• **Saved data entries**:

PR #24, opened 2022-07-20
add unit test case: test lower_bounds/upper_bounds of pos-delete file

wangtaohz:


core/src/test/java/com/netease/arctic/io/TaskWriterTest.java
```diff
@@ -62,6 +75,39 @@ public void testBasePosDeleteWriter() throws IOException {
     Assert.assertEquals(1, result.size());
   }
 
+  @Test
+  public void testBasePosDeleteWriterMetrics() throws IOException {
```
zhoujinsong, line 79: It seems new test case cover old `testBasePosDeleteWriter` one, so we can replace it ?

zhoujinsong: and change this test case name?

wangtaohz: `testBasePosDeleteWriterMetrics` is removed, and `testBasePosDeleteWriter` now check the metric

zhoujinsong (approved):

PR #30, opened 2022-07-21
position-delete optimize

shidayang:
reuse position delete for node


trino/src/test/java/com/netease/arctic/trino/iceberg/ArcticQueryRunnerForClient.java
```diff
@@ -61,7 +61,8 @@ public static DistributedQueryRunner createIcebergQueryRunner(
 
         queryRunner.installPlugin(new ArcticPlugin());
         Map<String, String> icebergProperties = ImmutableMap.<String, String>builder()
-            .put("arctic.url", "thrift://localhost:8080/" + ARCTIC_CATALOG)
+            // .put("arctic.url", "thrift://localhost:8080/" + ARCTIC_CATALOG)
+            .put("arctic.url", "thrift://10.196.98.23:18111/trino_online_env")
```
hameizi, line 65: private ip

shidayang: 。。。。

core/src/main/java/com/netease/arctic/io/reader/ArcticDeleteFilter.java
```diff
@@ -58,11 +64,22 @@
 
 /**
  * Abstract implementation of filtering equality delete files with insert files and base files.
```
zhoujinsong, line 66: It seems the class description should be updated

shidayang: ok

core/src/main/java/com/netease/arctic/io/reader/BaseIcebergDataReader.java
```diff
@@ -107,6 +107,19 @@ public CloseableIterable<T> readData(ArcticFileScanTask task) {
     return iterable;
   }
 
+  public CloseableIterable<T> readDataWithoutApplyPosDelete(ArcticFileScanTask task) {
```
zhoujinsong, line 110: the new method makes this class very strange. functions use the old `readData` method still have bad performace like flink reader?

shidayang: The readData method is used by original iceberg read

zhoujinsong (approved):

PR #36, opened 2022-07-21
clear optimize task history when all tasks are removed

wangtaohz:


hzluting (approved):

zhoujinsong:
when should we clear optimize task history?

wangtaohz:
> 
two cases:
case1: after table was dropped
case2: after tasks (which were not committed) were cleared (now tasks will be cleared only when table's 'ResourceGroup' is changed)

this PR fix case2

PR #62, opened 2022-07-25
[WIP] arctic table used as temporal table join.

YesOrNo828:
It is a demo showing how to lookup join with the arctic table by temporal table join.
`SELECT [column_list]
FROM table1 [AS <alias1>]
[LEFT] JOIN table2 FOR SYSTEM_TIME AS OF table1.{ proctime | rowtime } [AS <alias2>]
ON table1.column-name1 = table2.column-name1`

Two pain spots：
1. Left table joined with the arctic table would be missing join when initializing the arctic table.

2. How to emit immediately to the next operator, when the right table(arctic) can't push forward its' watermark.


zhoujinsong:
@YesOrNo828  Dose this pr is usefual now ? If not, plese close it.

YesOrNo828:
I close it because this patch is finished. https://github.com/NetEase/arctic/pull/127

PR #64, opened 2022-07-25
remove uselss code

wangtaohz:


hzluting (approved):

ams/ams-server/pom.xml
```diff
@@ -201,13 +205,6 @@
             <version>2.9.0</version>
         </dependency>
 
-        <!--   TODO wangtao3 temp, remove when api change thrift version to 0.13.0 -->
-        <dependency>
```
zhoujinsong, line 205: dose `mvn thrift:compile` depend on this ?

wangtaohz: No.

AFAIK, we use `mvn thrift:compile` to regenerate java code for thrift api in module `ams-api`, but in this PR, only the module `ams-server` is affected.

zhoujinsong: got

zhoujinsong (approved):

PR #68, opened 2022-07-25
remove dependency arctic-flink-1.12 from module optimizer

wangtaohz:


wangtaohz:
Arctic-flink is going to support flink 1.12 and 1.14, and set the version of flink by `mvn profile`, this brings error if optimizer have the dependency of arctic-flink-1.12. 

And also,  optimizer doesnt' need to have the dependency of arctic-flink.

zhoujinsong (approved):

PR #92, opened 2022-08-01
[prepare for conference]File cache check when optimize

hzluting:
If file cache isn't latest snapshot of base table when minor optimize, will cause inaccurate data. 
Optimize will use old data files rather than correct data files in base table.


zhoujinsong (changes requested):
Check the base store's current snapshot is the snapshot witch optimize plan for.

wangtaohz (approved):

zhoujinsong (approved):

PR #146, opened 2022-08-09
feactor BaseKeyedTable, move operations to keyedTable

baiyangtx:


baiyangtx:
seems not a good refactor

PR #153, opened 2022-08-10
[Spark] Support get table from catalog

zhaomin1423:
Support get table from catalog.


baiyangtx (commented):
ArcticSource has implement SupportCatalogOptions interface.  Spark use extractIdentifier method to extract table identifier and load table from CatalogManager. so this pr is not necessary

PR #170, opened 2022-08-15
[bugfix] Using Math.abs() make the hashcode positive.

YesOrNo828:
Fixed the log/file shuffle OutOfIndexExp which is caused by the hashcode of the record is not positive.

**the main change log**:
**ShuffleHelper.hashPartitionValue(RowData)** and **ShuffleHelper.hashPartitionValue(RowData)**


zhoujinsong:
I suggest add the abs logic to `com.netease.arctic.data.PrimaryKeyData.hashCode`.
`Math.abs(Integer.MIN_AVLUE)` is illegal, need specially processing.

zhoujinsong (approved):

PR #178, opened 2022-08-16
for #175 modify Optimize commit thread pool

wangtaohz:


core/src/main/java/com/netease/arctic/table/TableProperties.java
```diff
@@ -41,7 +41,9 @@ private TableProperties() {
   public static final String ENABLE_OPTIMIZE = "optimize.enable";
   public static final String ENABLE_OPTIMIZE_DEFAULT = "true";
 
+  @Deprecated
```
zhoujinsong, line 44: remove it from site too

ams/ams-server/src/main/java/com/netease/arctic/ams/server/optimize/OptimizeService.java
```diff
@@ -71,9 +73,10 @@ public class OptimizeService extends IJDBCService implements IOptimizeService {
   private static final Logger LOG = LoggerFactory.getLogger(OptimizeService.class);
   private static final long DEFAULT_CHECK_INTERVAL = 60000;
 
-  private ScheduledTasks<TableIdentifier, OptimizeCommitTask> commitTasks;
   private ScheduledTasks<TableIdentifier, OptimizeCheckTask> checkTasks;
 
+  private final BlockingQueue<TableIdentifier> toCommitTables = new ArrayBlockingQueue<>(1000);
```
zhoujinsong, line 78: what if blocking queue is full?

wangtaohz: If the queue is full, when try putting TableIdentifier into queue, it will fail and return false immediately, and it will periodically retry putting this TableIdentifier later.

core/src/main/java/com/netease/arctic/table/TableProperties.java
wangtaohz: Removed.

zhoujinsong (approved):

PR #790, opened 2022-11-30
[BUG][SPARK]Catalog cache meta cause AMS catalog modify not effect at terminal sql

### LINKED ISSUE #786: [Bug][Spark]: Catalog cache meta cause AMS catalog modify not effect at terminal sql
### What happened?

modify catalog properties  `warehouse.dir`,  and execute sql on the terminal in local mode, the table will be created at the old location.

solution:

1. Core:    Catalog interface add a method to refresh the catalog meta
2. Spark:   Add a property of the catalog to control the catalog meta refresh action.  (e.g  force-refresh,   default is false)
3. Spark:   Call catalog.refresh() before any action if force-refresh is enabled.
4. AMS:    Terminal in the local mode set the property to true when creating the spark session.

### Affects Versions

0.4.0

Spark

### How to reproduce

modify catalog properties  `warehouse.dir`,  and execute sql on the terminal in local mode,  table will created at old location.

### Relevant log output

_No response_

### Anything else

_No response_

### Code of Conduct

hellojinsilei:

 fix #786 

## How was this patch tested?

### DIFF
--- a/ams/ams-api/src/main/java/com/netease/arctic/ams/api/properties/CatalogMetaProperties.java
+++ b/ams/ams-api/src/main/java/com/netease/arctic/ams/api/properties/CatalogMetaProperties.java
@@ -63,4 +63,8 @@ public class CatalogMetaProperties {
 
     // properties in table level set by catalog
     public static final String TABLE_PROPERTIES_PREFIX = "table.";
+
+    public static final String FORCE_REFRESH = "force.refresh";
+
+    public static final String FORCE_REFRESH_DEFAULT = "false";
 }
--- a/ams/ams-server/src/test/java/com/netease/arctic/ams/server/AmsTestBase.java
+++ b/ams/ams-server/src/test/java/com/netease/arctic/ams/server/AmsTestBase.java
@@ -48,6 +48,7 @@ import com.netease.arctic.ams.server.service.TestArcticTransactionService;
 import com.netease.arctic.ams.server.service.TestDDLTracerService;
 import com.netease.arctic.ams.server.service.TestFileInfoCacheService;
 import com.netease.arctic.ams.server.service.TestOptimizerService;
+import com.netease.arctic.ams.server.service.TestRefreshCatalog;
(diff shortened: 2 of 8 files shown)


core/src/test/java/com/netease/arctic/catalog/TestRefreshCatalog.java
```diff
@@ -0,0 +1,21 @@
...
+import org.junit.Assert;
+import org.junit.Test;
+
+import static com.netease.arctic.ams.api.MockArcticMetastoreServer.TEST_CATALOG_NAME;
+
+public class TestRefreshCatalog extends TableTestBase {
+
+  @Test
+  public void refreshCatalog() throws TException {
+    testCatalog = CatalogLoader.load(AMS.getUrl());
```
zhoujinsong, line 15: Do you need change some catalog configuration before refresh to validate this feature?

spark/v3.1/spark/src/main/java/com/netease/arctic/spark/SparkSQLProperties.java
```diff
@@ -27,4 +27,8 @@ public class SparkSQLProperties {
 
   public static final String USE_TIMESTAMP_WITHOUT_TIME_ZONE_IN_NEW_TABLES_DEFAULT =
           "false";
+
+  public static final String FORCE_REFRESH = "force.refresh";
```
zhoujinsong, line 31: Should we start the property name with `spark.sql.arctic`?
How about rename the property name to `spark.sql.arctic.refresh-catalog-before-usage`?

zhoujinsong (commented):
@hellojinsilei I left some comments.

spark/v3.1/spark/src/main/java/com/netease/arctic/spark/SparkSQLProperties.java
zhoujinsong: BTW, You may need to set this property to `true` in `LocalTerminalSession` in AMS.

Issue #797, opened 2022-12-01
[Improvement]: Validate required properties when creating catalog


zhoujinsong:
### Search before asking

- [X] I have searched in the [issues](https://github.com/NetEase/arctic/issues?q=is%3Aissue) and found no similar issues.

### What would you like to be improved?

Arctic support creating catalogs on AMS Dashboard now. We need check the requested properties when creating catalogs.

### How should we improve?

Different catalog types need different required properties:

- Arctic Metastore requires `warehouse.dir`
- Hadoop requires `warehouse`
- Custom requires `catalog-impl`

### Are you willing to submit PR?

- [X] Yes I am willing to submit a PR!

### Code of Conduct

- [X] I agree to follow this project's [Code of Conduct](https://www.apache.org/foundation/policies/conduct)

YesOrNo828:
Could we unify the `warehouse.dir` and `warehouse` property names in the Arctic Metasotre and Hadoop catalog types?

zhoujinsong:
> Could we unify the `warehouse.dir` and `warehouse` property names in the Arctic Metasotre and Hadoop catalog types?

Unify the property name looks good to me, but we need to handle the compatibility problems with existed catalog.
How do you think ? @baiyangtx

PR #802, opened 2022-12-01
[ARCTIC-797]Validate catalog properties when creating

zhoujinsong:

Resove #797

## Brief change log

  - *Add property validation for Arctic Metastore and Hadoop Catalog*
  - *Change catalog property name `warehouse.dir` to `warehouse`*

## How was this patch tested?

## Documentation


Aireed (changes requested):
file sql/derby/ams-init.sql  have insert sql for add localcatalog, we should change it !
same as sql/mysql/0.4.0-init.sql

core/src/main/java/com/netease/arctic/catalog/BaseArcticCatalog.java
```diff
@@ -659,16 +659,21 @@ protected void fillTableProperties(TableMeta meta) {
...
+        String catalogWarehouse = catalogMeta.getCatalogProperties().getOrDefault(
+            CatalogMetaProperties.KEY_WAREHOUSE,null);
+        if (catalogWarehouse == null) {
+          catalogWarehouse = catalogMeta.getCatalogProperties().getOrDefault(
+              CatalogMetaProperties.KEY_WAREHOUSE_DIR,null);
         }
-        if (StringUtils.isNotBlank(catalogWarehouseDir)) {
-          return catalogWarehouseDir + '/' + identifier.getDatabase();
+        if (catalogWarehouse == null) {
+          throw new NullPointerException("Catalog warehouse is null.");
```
--
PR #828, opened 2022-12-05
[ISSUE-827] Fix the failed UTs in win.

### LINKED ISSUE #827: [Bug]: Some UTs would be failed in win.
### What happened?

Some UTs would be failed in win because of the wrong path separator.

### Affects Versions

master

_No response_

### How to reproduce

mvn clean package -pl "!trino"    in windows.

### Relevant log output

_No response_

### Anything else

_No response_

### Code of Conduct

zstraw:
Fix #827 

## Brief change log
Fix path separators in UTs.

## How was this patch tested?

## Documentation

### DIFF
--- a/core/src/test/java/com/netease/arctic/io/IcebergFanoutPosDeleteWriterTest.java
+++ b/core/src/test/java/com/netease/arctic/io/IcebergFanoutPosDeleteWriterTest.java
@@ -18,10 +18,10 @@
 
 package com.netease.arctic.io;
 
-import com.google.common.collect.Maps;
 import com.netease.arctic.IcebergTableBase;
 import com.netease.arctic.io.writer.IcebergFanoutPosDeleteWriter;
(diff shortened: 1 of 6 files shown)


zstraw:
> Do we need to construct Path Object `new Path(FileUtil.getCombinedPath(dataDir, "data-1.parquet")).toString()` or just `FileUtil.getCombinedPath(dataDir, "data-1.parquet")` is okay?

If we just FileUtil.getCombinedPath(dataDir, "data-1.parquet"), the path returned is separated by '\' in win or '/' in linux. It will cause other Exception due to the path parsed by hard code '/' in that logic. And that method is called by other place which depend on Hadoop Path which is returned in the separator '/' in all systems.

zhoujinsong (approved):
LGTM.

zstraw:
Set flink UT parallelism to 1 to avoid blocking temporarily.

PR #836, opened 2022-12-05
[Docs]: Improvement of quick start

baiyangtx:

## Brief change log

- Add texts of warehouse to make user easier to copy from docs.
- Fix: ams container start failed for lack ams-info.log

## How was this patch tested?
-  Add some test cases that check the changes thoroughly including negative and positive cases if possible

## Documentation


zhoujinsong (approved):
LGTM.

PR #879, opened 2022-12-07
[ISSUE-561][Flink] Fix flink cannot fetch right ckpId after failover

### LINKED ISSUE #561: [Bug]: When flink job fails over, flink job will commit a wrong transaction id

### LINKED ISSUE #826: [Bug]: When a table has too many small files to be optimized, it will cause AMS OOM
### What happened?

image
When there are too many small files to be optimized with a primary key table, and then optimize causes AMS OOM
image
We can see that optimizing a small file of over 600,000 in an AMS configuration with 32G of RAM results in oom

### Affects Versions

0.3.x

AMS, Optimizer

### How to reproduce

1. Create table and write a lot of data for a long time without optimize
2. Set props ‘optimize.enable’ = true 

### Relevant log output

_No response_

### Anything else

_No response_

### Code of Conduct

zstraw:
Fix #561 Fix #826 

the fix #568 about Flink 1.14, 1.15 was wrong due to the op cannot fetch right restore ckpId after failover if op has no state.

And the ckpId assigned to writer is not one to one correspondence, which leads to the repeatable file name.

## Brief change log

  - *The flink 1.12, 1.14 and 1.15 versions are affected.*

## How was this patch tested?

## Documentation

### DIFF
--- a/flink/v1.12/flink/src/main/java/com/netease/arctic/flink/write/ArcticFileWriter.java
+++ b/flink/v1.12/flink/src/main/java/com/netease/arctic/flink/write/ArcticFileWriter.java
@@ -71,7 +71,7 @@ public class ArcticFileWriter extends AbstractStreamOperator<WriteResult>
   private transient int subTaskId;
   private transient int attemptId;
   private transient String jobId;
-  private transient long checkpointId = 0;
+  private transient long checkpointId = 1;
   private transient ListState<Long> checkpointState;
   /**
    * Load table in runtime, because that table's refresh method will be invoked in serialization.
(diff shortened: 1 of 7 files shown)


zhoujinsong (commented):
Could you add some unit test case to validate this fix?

• **EXERCISE PROMPT**: Repeat exactly the lines above from the one with "wangtaohz: If the" up to and including the one with "refresh the catalog meta". No other line belongs in the reply.

• **ANSWER TO THIS PROBLEM**:
wangtaohz: If the queue is full, when try putting TableIdentifier into queue, it will fail and return false immediately, and it will periodically retry putting this TableIdentifier later.

core/src/main/java/com/netease/arctic/table/TableProperties.java
wangtaohz: Removed.

zhoujinsong (approved):

PR #790, opened 2022-11-30
[BUG][SPARK]Catalog cache meta cause AMS catalog modify not effect at terminal sql

### LINKED ISSUE #786: [Bug][Spark]: Catalog cache meta cause AMS catalog modify not effect at terminal sql
### What happened?

modify catalog properties  `warehouse.dir`,  and execute sql on the terminal in local mode, the table will be created at the old location.

solution:

1. Core:    Catalog interface add a method to refresh the catalog meta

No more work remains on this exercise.